В тот же вечер стала заметной близость Марса. Марсостояние. Красная звезда войны дотронулась до чеченской земли и встала над руинами, над темными, в отблесках дикого пламени, садами. Сигнальная ракета, намертво зависшая над миром. Красная, в сторону врага – язык сигнальных ракет был изучен на вторую ночь. Красная – “враг”, желтая – “внимание”, зеленая – “свои”. Кто здесь “свои”? Насмешка. Звезды смеются над нами.

Наш подсвечник сделан из пробитой каски федерала. Каска нашлась во дворе, в числе битых костей, пулеметных гильз, снарядных осколков, клапанов от отстрелянных гранатометов и похабных надписей на стене. В первую войну здесь стоял СОБР, затем разрушенный дом долго пустовал. Рваную дыру от снаряда заделали накануне. Засыпая, я упирался в нее головой – такой маленькой на фоне замазанного проема.

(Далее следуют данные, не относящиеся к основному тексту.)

PR #1663, opened 2023-04-19
ike_reset: update child-sa after update ike initiator spi

pushan01:
**Update child-sa after update ike initiator spi, in case of checkout fail after ike reset.**

If an ike-sa was reset due to retransmit after adopt child-sa from old ike-sa, a new  initiator spi was replaced in the new ike-sa. However, ike-sa-id of child-sa was not updated simultaneously, which may lead to child-sa checkout failed. (`child_sa_manager.c:L260`)

This patch update the ike-sa-id of child-sa after generate new initiator spi when reset ike-sa, solve the issue of checkout failed after reset of ike-sa.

Старая каска стала подсвечником случайно. Больше ничего не было под рукой. На второй вечер она затекла стеарином, а днем ее расстреливали, надев на арбуз. Вечерами мы сидели вокруг бледного огонька, слушали выстрелы. Слева и справа. На севере и на юге. Вокруг. Везде. Рамзан тихо наигрывал на гитаре, а его рация говорила – то на русском, то на чеченском, в такт хорошо сыгранной импровизации с выраженным кавказским мотивом. Автомат и гитара – рядом, как брат и сестра. Знакомое оружие. Днем оно выглядывало из открытых дверей старенького автобуса. Рамзан стоя, на ходу нацеливал его на развалины. Хаджи сидел впереди, впившись глазами в стекло, сжимая свой ствол. Мы ехали сквозь подчищенные руины, и еще не знали, что это – центр города. Проезжали бетонные склепы федеральных блокпостов. Проверяя документы, наемник движется танцующей походкой, готовый отскочить от смерти. Наглость и трусость – глаза наемника.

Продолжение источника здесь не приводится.